- EXERCISE REQUIREMENTS -
The data beneath this task is to be duplicated exactly, in its entirety.

- EXERCISE MATERIALS -
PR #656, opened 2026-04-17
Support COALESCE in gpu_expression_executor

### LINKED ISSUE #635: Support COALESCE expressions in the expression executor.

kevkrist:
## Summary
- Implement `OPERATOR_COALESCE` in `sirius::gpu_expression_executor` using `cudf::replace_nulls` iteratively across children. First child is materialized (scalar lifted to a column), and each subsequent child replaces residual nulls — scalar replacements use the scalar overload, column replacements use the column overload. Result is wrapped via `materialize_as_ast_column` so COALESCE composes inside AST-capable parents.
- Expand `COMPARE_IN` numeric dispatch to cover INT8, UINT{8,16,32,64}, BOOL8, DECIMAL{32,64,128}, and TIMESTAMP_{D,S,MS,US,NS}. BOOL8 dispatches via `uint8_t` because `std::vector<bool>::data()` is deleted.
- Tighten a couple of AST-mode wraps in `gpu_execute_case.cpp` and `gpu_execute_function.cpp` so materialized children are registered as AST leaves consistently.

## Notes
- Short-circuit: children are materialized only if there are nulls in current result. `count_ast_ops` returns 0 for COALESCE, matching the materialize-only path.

- SOLUTION -
PR #656, opened 2026-04-17
Support COALESCE in gpu_expression_executor

### LINKED ISSUE #635: Support COALESCE expressions in the expression executor.

kevkrist:
## Summary
- Implement `OPERATOR_COALESCE` in `sirius::gpu_expression_executor` using `cudf::replace_nulls` iteratively across children. First child is materialized (scalar lifted to a column), and each subsequent child replaces residual nulls — scalar replacements use the scalar overload, column replacements use the column overload. Result is wrapped via `materialize_as_ast_column` so COALESCE composes inside AST-capable parents.
- Expand `COMPARE_IN` numeric dispatch to cover INT8, UINT{8,16,32,64}, BOOL8, DECIMAL{32,64,128}, and TIMESTAMP_{D,S,MS,US,NS}. BOOL8 dispatches via `uint8_t` because `std::vector<bool>::data()` is deleted.
- Tighten a couple of AST-mode wraps in `gpu_execute_case.cpp` and `gpu_execute_function.cpp` so materialized children are registered as AST leaves consistently.

## Notes
- Short-circuit: children are materialized only if there are nulls in current result. `count_ast_ops` returns 0 for COALESCE, matching the materialize-only path.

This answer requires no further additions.